AIM OF THE TASK
Copy every line of the entries that includes the word "success".

PROVIDED MATERIAL
-=-=-=-=-

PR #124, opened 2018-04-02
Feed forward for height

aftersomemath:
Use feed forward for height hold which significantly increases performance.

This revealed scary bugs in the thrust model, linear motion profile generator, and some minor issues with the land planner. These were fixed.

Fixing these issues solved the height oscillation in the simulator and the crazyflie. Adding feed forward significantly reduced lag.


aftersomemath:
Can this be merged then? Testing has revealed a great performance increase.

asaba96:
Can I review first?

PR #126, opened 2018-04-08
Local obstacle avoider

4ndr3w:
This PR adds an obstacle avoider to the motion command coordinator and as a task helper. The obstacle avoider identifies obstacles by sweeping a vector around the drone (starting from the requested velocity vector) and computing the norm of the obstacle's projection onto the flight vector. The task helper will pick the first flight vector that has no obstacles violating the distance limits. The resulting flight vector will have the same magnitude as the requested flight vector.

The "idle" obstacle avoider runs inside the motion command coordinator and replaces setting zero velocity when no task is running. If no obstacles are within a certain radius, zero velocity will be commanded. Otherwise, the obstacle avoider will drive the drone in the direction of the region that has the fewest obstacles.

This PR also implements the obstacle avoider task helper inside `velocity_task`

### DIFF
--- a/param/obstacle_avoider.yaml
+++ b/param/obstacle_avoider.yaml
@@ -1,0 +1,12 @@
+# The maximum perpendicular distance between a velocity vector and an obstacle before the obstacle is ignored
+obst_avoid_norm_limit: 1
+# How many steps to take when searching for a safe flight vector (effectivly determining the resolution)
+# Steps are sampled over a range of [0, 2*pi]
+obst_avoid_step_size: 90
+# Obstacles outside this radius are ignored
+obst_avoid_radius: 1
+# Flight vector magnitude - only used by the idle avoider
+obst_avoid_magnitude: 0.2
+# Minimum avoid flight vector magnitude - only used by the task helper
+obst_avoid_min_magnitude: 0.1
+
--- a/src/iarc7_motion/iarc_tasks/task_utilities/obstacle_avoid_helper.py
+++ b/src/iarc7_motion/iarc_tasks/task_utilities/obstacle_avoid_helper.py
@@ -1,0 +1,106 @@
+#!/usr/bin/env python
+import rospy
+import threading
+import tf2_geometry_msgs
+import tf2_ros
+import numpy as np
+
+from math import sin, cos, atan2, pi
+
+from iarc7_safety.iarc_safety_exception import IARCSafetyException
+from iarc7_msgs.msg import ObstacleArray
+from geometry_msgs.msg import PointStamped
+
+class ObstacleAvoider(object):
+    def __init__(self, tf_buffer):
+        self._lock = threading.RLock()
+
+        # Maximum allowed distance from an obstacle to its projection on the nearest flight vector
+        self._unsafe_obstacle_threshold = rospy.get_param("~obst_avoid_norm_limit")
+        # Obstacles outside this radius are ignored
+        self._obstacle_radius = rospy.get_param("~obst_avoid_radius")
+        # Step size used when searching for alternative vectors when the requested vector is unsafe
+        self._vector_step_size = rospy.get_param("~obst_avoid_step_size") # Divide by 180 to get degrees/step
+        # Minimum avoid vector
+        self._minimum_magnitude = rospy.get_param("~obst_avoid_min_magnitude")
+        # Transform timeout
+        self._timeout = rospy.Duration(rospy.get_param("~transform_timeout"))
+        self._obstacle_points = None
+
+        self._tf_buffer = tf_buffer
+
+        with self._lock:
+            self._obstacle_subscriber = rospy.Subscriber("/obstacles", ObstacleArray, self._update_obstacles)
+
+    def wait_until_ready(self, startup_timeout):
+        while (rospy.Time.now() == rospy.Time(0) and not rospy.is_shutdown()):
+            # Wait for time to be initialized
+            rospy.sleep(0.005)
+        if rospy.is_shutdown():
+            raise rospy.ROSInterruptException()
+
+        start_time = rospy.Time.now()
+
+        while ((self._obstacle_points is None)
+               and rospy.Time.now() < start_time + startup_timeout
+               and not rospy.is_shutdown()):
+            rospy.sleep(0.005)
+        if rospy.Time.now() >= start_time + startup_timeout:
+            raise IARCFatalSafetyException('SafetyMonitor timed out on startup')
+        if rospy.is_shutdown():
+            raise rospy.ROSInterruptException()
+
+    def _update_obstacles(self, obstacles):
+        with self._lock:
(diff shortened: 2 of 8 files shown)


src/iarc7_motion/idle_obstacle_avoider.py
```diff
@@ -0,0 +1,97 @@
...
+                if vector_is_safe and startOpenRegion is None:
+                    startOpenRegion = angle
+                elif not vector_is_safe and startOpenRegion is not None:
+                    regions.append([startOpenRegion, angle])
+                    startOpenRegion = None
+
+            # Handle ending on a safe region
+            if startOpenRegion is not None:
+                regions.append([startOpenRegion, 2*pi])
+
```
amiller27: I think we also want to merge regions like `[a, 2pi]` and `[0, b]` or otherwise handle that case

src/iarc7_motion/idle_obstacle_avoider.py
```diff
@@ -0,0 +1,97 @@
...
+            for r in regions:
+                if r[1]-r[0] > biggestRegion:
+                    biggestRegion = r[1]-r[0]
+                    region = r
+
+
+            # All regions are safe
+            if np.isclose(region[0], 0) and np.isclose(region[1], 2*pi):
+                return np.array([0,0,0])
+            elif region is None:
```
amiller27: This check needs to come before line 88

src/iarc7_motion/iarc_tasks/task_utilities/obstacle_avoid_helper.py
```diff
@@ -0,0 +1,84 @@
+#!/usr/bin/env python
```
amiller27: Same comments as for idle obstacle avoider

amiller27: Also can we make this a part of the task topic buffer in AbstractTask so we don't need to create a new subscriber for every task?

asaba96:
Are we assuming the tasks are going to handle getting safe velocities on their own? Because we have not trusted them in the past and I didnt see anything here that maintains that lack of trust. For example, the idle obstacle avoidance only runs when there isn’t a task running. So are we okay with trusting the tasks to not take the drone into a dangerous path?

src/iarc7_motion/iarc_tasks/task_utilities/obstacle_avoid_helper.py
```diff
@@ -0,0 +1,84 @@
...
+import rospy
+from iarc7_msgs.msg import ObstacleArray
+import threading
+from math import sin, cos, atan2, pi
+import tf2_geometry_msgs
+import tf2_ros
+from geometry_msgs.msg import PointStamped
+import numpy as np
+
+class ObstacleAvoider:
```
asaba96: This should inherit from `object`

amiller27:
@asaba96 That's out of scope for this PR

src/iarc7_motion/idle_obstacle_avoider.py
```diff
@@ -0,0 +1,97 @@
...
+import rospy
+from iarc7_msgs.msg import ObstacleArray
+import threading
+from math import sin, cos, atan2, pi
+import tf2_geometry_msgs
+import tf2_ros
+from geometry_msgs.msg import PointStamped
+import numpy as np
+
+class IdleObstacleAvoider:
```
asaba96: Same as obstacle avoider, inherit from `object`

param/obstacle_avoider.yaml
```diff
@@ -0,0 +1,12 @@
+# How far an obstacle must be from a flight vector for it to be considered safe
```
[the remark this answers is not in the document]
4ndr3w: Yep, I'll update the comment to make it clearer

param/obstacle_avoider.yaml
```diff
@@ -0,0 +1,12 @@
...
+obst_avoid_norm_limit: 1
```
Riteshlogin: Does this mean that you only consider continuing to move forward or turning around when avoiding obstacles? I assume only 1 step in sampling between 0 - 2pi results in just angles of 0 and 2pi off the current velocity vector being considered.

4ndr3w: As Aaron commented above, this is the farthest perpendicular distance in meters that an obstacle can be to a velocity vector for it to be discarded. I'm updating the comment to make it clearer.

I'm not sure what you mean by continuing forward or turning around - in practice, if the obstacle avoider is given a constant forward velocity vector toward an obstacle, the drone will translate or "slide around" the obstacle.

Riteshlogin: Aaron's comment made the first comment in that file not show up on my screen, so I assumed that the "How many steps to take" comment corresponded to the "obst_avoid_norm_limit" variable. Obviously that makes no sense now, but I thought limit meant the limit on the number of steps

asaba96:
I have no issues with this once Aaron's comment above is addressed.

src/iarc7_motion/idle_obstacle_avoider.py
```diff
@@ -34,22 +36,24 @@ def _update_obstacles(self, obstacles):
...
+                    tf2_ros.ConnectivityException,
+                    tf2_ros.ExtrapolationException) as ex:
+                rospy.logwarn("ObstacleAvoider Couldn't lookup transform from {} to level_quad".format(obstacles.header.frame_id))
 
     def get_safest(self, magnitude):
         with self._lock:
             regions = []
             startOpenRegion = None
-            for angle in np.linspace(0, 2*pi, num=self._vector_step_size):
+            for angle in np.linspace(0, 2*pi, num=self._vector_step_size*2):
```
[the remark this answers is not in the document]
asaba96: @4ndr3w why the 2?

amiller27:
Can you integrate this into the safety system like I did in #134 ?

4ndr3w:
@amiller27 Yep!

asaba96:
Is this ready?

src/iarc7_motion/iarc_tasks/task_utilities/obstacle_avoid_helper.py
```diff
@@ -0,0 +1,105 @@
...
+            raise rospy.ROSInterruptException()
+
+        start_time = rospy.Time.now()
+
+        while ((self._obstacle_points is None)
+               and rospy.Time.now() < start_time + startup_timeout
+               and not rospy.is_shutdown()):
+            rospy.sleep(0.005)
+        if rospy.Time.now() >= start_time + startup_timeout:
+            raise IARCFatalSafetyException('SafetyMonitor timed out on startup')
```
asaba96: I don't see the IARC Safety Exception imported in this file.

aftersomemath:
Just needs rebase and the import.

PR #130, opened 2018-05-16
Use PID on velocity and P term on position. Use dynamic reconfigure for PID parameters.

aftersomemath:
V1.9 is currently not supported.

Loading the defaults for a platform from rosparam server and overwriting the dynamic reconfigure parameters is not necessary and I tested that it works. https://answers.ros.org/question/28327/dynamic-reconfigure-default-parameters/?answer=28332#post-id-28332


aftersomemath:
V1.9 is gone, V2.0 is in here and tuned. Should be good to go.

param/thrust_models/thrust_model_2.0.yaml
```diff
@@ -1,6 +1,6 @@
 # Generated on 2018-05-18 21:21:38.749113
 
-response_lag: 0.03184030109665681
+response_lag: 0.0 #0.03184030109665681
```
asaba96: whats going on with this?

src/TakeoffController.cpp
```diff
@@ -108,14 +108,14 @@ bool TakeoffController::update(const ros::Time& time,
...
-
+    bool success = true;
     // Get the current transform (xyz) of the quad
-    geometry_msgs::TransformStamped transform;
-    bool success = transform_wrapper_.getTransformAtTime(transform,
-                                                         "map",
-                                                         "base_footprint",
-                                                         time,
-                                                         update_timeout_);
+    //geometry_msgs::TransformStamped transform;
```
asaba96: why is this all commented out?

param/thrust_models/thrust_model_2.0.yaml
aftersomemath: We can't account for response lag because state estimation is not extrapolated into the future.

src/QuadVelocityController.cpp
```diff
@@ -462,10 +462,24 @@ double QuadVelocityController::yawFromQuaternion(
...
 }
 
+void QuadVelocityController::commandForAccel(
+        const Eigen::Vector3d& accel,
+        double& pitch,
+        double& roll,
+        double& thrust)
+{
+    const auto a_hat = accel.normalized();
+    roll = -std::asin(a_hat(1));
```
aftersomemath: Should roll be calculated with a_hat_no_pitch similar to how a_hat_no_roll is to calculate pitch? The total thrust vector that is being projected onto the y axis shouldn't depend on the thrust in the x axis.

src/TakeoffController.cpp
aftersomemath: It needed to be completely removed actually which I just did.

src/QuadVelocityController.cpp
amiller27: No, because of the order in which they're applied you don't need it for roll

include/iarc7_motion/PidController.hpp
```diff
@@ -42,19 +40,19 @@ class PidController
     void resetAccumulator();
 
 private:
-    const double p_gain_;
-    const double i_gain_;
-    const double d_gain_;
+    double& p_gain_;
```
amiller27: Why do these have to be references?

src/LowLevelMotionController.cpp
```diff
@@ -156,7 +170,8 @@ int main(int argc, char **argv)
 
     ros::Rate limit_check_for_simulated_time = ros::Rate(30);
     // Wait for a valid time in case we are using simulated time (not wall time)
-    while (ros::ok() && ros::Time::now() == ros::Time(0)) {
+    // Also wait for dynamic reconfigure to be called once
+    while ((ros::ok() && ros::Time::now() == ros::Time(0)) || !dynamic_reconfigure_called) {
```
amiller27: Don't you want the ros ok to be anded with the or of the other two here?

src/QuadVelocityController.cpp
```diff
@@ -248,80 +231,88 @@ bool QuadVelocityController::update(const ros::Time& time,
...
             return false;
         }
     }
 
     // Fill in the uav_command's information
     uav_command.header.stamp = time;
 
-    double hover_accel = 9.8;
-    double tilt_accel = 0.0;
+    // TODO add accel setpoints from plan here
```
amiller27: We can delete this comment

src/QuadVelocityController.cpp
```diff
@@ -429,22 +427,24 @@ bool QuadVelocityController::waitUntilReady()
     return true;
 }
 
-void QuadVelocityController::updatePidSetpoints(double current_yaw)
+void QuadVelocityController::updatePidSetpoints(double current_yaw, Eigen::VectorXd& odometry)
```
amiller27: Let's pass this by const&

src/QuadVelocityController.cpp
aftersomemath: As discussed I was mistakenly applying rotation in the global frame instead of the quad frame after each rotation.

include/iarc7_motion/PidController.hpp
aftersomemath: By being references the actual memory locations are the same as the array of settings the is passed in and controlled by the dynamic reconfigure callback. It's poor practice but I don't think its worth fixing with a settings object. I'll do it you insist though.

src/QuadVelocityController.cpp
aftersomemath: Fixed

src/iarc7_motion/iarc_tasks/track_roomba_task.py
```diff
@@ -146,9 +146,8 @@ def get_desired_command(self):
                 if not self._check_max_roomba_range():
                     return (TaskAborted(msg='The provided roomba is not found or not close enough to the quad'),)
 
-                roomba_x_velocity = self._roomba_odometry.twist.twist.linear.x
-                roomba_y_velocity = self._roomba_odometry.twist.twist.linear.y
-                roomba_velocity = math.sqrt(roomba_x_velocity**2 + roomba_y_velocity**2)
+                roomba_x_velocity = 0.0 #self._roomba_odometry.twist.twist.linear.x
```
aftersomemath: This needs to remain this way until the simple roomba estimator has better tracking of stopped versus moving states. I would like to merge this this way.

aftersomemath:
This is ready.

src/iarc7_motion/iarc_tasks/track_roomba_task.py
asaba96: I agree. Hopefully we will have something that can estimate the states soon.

-=-=-=-=-

REPLY
+    bool success = true;
-    bool success = transform_wrapper_.getTransformAtTime(transform,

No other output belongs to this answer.